# Springmaid 7-10-14



## Mitch_NC (Jul 15, 2014)

Hey guys new to the forum here. Was down at ocean lakes with the kids last week and decided to hit the pier. I haven't pier fished in years so I thought the kids might enjoy the experience. Got to the pier just before 6 am paid our fees and proceeded to set up just beyond the breakers (that's where my dad always fished).
My 11 year old pulled in one nice sized spot after just a few minutes. My 9 year old caught a small whiting just a few minutes later. Not long after a thunderstorm rolled in, so we took shelter and decided to wait it out. After the storm we caught no more fish and they skunked their dad! We came back later that day around 5 pm and pulled in a few whiting until the surfers showed up. My question is their anyone out their that enforces the regulation that they keep a certain distance from the pier? I mean they were right in the zone where I was catching fish, and one guy even got tangled in my line. Anyway, I now have two kids that love to pier fish. I'm thinking about bringing them down for a weekend in Oct. or Nov. and trying to put them on the Spots.

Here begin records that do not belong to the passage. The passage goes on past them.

Issue #566, opened 2026-08-20
Unpin macOS python-compat-smoke Rust toolchain once the rustc 1.98 aarch64-darwin segfault is fixed


ciaranra:
rustc 1.98.0 (aarch64-apple-darwin) segfaults deterministically in LLVM target initialization (`initialize_available_targets`) when maturin probes target information with `rustc - --print=cfg ... -C link-arg=-undefined -C link-arg=dynamic_lookup`. Reproduced twice on macOS-latest runners in the `python-compat-smoke-build` job (e.g. https://github.com/PECOS-packages/PECOS/actions/runs/32411062129/job/96561348226). Clean A/B: the same job passed at 2026-08-20 15:12 UTC on rustc 1.97.1 and began failing at 19:52 UTC when runners picked up 1.98.0. Plain cargo builds on the same runners are unaffected; only the maturin probe invocation crashes.

The macOS smoke lane is pinned to 1.97.1 as a stopgap (this repo otherwise deliberately floats latest stable). Remove the pin once a fixed rustc (1.98.x or later) no longer segfaults under the maturin probe on aarch64-apple-darwin.

ciaranra:
Correction to the original report: the crash is **nondeterministic**, not deterministic. Observed crashing twice (2026-08-20 19:52 and ~20:39 UTC) and then surviving on a third runner with the **identical runner image version (20260707.563)** at 2026-08-21 00:11 UTC. The workflow's canary step now runs the probe five times per job and reports the crash count; unpin only after the zero-crash warning has appeared consistently across several PRs.

ciaranra:
The unpin attempt (PR #574, first commit) was falsified immediately: the segfault returned on the first real unpinned macOS build, while the canary had reported survived-5/5 on four consecutive runs. Root cause of the false signal: the canary hand-replicated the rustc invocation, but the real crash occurs in cargo's target-info probe under maturin's link-arg RUSTFLAGS — the replica differed in argv and environment, and 20/20 replica survivals predicted nothing. PR #574 now keeps the pin and replaces the canary with a cargo-driven probe (`cargo +stable check` under the same RUSTFLAGS on a throwaway crate). New unpin criterion: persistent zero-crash warnings from the faithful canary AND a passing unpinned build on a draft PR.

ciaranra:
[...]

PR #640, opened 2026-08-31
Pin the rust-test macOS lane to Rust 1.97.1 with a self-expiring canary

ciaranra:
## Summary

The `rust-test` macOS matrix lane fails on current stable: rustc 1.98.0 on `aarch64-apple-darwin` segfaults compiling ordinary dependency build scripts (`libc`, `proc-macro2`, `quote`) before any workspace crate builds. This is the same 1.98 aarch64-darwin crash that already pinned the `python-compat-smoke` macOS lane (issue #566); the `rust-test` lane was never pinned because its macOS job only runs on dispatch and pre-merge matrix runs.

Reproductions (identical signature, two dispatch runs on one branch plus `dev` itself):
- https://github.com/PECOS-packages/PECOS/actions/runs/33217804443 (branch)
- https://github.com/PECOS-packages/PECOS/actions/runs/33259733605 (branch, re-run)
- `dev` matrix runs on 2026-08-30 failed the same job the same way.

## Change

- The Unix Rust setup step selects 1.97.1 on `macos-latest` and stable elsewhere (expression-level conditional; a matrix `include` would add a phantom macOS job on pull requests, where the matrix is ubuntu-only).
- A self-expiring canary step (macOS, non-PR events only, never fails the job) probes latest stable with five plain `cargo check` runs — this lane's actual crashing invocation, unlike the smoke lane's maturin-link-args probe — and emits a workflow warning when the pin looks obsolete, mirroring the smoke-lane pattern and its unpin discipline (issue #566).

The canary block intentionally duplicates the smoke lane's shape rather than extracting a shared script: the two probes differ in the invocation under test, and this keeps the change to one workflow.

## Verification

- Workflow YAML parses; repo pre-commit hooks pass on the file.
- A `workflow_dispatch` matrix run on this branch is the live proof: the macOS job should install 1.97.1 and pass where the two runs above segfaulted. Run: https://github.com/PECOS-packages/PECOS/actions/runs/33347969025

Unpin path is unchanged and tracked in #566: remove the pin only after the canary warning persists across several PRs and an unpinned build passes on a draft PR.


ciaranra:
Live proof complete: the workflow_dispatch matrix run on this branch is fully green — rust-test (macos-latest) passes with the 1.97.1 pin (https://github.com/PECOS-packages/PECOS/actions/runs/33347969025), where the two unpinned runs cited in the description segfaulted in dependency build scripts. ubuntu and windows lanes unaffected and green.

ciaranra:
The pin itself is well justified and the conditional is the right shape. One must-fix in the canary.

## The canary cannot observe the crash it is probing for

The probe builds a bare project:

```
cargo +stable init --lib --name pin_probe "$probe_dir"
cargo +stable check --manifest-path "$probe_dir/Cargo.toml"
```

`cargo init --lib` emits a manifest with an empty `[dependencies]` section. I ran it: `cargo check` on that project compiles exactly **one** unit, the empty crate itself, and **zero build scripts**.

The failure this pin exists for is, in the PR's own words, `rustc 1.98.0 on aarch64-apple-darwin` segfaulting **compiling ordinary dependency build scripts (`libc`, `proc-macro2`, `quote`)**. The probe compiles none of those, so it cannot reproduce the crash under any toolchain.

The consequence is the opposite of the stated intent. The step will record 0 crashes out of 5 on its very first run and emit:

Thanks to all for all the great information and entertaining reads.


----------



## RoccoS (May 4, 2014)

Unfortunately they are a constant problem. I have a season pass there and see it almost every weekend. Usually we fishermen or pier staff say something and they just give you the finger and keep doing it. It was so bad a few weeks ago that the cops had to come down, and of course did nothing about it which is pathetic since its actually a law.....They are going to force us to handle it ourselves. It's a shame they have to be that way as they have the whole beach to surf and we have a small area to fish.


----------



## Mitch_NC (Jul 15, 2014)

I'm not one to cause anyone any bodily harm, but it sure was tempting to chuck my sinker at them


----------



## Beezer (Jun 21, 2012)

Mitch_NC said:


> I'm not one to cause anyone any bodily harm, but it sure was tempting to chuck my sinker at them


That's exactly what you do, you no obligation to avoid them. We've thrown at surfers, swimmers and boats if they are too close. Learn to throw a castnet and chunk that at them, that usually gets the point across fairly quick also.


----------



## Wkndfishlife (Oct 13, 2013)

The way I look at it is if you are boating, kayaking, swimming and surfing near a fishing pier you have no right to call the cops, pier staff or marine police to complain. Sure, some piers have the benefit of not casting far to catch fish, but some piers require you landing in some of the holes. People must not get it in their mind that people can actually throw pretty far with a pole. I'm not going to wait nor be polite if someone is stupid enough to get close to a pier while I cast (unless kids are involved). In reality, if I have bait on my hooks and it accidentally hits you, I was fishing on a fishing pier.


----------



## daprez (Jul 2, 2013)

we have always had a problem with surfers at springmaid.. we called hcpd about every day.. they pull up on the beach and blow their horn and point.. they move and as soon as he leaves they come right back.. I walked down and met the police when they came once and told him he needed to write tickets and send a message..... never did.. I told him if I hit them with a 4oz sinker...oh well... was told if I did I could be charged with assalt and be sued... unreal.. they will cuss you and tell you your no.1 everytime..


----------



## Mitch_NC (Jul 15, 2014)

It's a shame law enforcement will not enforce the laws. But anyway the kids said that fishing at the pier was their favorite part of our vacation so I'm sure we will return as often as possible. Thanks for your replies.


----------



## fishinbob (May 27, 2011)

Glad you got your kids hooked on fishing! You'll have to deal with surfers at a lot of piers unfortunately.


----------



## RjTheMetalhead (Dec 3, 2011)

Meet me next time your down in the fall, if you wind back at Spring maid, try to hook you and the kids up with some flounder or drum.
I got my littlest sister her first keeper flounder last October. 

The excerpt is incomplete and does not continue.